Best of all, HP decided to close my ticket with them this weekend, without contacting me.
I edited this post because before I mentioned turning on vmdq. I have tested on two systems, and the performance seems worse when you actually configure it instead of using it with the default setting. I recommend not messing with the vmdq setting.
Message was edited by: JonesytheGrea…
One last update. We have replaced both of our datacenters with the Intel x520-DA2 cards and after updating the drivers to the most current version, I have had no more issues. Ditching the Qlogic cards was the solution.
"They are saying that you HAVE to use their SFP's. I am not. I am using cisco SFP's, which I figured would work fine.
Their support page is pretty clear though. They dont say things like "it's not supported" or "not certified".
They flatly declare it WILL NOT WORK."
Can you plese send me the link that say this? I would like to check this out.
Just want to update eveyone on the SR 11057191404 that was opened by ManFriday. It is still open and under investigation by both Cisco and VMWare.
So this is a big issue.
We have also unfortunatly purchased the NC523SFP cards.
We have been running these cards for about a year, they have been trouble from the start.
Although there have been various firmware and driver updates these cards have intermitently suffered Link Loss issues. Generally the cards recover with in a few seconds.
A week or so ago we experienced the same link loss but this time on both cards at the same time. Of course this means production outage..
I took the plunge and upgraded one host to ESXi 5, applied the new firmware and drivers
I'd be lying if I said this had improved the situation. It's in fact much worse.

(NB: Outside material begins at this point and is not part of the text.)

PR #160, opened 2021-05-24
Added thing to make sure that email and username are correct when Reg…

### LINKED ISSUE #149: Refactor: Account: change login to use either email or username.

We don't suffer the Link Loss issues anymore, the cards appears fine they just don't transmit packets, OH and some how also CPU utilisation of the Host flat lines during this issue. At times the Host recovers, somethimes I have to reboot the host to get it back.

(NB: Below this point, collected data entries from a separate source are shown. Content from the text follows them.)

PR #163, opened 2021-06-01
Refactor for Dto's and Repo

### LINKED ISSUE #108: Move User profiles inside Jokes to User profiles
left them in Jokes because users profile was not created yet.

### LINKED ISSUE #116: Refactor: Change usages of returned Tasks to be awaited
Reference discussion [here](https://github.com/Code2Gether-Discord/JokesOnYou/pull/113#discussion_r620478971).

Essentially, update all usages where `Task`'s are returned without being awaited, to await them.

Example
```c#
public Task DoThing() => return Task.Delay(1);
// should be
public async Task DoThing() => await Task.Delay(1);
```

Additionally, if there is a way to enforce this in a lint step, that could be investigated.

### LINKED ISSUE #120: Convert the DTO concept into Request/Response models
Currently the sln is using DTO Models which are quite vaguely implemented, I would suggest refactoring these to Request/Response models.

A controller serializes to a XRequestModel and returns a XResponseModel.

### LINKED ISSUE #141: Remove NormalizedPremise and NormalizedPunchline from JokeCreateDto
Currently the JokeCreateDto contains the fields NormalizedPremise and NormalizedPunchline although they shouldn't be set by the client API. Even if the client set's them, the server will ignore the values. Therefore they shouldn't be part of the Dto in the first place.

This requires a rewrite of the service layer.

### LINKED ISSUE #150: Refactor: Account: Login should use mapper
self explanatory.
Login should use mapper and its not right now.

HellHunterMax:
closes #120


HellHunterMax:
Just changed this to also close #116 
as its one big refactor.

HellHunterMax:
closes #150 
Added mapper to UserLogin
Register still does it manually since it seems better.

HellHunterMax:
closes #108 as well i moved the profiles into right files.

HellHunterMax:
Added a Duplicate check for UpdateJoke

HellHunterMax:
closes #141

HellHunterMax:
Merged Dev into this and then tested all endpoints again, they still work.

chrisK00 (approved):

We are using the NC522SFP cards in our g6 hosts, they have been stable for the past 2 years but did not startout that way..

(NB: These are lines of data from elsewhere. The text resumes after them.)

PR #165, opened 2021-06-15
Feature/91 filter feature

### LINKED ISSUE #91: feature: Get jokes by Filter
add code for Get jokes by Filter

- [ ] http get (filter model?)

### LINKED ISSUE #126: Endpoint: Get User With Jokes
### usecase:
Guest:
1. view single joke.
2. press on joke Author
3. see Author (user) page including a list of jokes form that author.

unbekanntunity:
- Add filter feature for author, amounts of likes and dislikes and the uploaddate


Server/JokesOnYou.Web.Api/Extensions/LINQExtensions.cs
```diff
@@ -0,0 +1,13 @@
+﻿using System;
+using System.Collections.Generic;
+using System.Linq;
+using System.Threading.Tasks;
+
+namespace JokesOnYou.Web.Api.Extensions
+{
+    public static class LINQExtensions
+    {
+        public static IEnumerable<TSource> WhereIf<TSource>(this IEnumerable<TSource> source, Func<TSource, bool> predicate, bool value)
```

I'm also trialing the Emulex rebranded card the NC552SFP, so far so good..
We will need to make some hasty decisions on this issue this week, it's no longer a workable solution. The NC523SFP's need to go.
I'll get hold of a Intel X520-DA2 and trial it along side the NC552SFP.
there is a later driver for the NC523SFP (or qLogic QLE3242) available from the qLogic, the driver is available from VMWare.
This obviously means HP don't support the driver but qLogic and VMWare do..
I'll do some testing and report back.